» WHAT IS BEING ASKED: The answer must consist of every line from the entries that holds the word "TestProjectGenerator".

» AVAILABLE DATA:
BEGIN

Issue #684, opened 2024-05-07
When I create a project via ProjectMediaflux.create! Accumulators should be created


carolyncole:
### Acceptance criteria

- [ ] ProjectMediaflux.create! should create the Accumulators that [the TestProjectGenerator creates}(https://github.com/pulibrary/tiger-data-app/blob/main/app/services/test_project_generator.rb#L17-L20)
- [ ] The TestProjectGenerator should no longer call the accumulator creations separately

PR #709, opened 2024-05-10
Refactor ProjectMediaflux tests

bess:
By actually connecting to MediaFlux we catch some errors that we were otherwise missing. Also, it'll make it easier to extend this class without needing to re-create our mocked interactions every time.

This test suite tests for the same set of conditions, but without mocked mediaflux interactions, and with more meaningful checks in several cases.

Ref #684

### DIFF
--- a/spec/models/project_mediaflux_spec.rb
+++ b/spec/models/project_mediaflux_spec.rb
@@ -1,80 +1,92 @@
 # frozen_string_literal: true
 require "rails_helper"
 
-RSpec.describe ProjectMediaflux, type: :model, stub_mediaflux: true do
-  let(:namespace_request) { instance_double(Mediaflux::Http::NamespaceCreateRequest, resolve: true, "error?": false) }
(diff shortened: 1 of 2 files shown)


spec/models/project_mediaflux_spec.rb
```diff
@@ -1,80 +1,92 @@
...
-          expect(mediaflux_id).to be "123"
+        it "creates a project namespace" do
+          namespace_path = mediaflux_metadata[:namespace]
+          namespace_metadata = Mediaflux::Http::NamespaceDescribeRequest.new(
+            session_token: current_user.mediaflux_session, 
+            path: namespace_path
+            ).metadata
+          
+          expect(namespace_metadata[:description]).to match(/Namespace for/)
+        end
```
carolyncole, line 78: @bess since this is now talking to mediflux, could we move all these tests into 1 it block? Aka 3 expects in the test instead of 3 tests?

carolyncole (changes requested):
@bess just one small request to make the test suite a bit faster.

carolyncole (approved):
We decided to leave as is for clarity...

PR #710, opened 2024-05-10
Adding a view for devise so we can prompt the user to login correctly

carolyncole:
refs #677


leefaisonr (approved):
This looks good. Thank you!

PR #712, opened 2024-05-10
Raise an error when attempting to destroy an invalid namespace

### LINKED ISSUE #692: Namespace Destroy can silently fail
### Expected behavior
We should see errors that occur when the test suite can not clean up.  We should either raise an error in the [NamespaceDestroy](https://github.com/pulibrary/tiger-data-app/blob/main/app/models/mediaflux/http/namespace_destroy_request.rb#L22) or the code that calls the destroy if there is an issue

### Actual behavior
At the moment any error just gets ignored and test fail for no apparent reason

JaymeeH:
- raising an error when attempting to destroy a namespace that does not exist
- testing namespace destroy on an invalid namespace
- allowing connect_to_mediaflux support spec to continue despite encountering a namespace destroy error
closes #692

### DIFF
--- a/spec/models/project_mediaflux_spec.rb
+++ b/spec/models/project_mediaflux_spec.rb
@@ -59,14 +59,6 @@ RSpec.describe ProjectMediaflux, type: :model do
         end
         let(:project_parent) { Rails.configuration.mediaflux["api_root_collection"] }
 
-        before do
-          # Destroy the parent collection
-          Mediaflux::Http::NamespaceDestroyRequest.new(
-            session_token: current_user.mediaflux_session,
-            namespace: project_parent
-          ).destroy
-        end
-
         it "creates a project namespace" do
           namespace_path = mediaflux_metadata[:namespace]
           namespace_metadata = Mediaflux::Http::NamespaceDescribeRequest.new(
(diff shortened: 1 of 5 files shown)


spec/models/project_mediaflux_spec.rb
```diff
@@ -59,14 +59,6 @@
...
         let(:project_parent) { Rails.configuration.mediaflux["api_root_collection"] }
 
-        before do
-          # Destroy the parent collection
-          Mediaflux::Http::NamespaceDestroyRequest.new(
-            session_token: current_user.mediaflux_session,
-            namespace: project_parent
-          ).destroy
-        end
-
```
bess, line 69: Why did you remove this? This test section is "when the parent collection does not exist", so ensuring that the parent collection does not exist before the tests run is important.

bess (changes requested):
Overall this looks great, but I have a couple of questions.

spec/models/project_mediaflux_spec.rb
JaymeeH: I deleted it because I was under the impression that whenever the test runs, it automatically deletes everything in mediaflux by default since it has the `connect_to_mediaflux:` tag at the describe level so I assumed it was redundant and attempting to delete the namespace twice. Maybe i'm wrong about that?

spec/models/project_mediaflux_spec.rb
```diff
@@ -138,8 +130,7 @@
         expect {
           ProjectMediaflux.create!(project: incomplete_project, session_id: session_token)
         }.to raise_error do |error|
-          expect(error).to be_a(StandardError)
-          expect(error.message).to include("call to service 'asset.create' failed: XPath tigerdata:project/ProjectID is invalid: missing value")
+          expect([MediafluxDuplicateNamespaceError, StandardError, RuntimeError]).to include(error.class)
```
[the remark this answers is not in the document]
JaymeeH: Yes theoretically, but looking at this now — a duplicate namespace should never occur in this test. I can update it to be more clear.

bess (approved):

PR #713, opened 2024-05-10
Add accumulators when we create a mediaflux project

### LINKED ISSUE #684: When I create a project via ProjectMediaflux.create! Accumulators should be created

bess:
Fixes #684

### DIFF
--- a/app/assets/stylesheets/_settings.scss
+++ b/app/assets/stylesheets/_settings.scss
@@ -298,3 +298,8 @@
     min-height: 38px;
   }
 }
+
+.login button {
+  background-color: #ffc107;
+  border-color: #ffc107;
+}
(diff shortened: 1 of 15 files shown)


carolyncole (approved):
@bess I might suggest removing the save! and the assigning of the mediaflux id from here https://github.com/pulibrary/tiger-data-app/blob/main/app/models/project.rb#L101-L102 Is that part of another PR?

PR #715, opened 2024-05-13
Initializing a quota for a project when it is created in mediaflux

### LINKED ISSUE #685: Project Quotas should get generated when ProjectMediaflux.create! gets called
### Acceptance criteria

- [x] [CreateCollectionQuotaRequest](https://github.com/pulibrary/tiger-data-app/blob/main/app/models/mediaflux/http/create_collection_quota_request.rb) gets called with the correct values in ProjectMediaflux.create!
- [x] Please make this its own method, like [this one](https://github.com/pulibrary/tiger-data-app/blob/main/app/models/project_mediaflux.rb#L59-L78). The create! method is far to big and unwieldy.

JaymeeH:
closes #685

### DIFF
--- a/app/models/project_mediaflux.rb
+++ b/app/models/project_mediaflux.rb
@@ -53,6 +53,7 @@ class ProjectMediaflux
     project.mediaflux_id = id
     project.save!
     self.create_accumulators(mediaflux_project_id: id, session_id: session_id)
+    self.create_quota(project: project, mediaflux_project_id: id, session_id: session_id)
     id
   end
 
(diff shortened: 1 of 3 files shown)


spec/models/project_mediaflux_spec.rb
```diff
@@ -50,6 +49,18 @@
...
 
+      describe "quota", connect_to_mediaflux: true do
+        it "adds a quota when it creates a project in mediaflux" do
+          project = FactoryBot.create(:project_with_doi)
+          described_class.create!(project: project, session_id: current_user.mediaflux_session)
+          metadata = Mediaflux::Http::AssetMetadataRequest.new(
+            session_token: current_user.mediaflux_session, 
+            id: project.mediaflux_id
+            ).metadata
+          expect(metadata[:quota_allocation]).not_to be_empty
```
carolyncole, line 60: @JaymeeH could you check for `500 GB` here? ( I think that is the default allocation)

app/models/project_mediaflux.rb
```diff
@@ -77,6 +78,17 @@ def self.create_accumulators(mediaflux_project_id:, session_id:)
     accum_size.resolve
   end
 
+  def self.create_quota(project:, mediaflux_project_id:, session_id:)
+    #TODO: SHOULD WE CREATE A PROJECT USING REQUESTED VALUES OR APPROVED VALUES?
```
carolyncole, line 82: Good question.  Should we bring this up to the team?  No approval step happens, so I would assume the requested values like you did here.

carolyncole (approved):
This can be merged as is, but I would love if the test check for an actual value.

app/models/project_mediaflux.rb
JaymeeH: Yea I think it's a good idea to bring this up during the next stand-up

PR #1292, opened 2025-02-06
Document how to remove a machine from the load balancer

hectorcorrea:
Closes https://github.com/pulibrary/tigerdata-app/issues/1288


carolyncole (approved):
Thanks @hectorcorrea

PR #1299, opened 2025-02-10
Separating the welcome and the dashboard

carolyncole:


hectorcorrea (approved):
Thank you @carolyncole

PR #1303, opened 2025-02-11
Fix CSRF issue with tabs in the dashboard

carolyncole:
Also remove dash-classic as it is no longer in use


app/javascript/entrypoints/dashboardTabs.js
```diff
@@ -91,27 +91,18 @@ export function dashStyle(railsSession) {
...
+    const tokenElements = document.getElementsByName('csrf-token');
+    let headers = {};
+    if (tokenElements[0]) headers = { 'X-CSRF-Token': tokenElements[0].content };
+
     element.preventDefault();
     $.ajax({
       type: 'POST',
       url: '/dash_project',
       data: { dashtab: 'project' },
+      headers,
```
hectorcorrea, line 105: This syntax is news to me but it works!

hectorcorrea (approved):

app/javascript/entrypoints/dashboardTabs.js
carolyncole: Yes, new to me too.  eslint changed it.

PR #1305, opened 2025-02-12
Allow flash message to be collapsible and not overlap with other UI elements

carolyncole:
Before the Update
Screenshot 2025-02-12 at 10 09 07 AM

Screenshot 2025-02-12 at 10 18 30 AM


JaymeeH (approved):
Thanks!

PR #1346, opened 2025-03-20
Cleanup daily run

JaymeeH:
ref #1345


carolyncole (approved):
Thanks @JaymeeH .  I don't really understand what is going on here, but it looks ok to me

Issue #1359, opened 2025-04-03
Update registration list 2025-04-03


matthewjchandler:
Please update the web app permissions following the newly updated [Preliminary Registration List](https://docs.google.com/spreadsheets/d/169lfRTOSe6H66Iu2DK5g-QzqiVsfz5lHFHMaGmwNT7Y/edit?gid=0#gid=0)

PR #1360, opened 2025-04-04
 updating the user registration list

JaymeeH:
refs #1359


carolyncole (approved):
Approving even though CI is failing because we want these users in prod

END

» SOLVED PROBLEM:
- [ ] ProjectMediaflux.create! should create the Accumulators that [the TestProjectGenerator creates}(https://github.com/pulibrary/tiger-data-app/blob/main/app/services/test_project_generator.rb#L17-L20)
- [ ] The TestProjectGenerator should no longer call the accumulator creations separately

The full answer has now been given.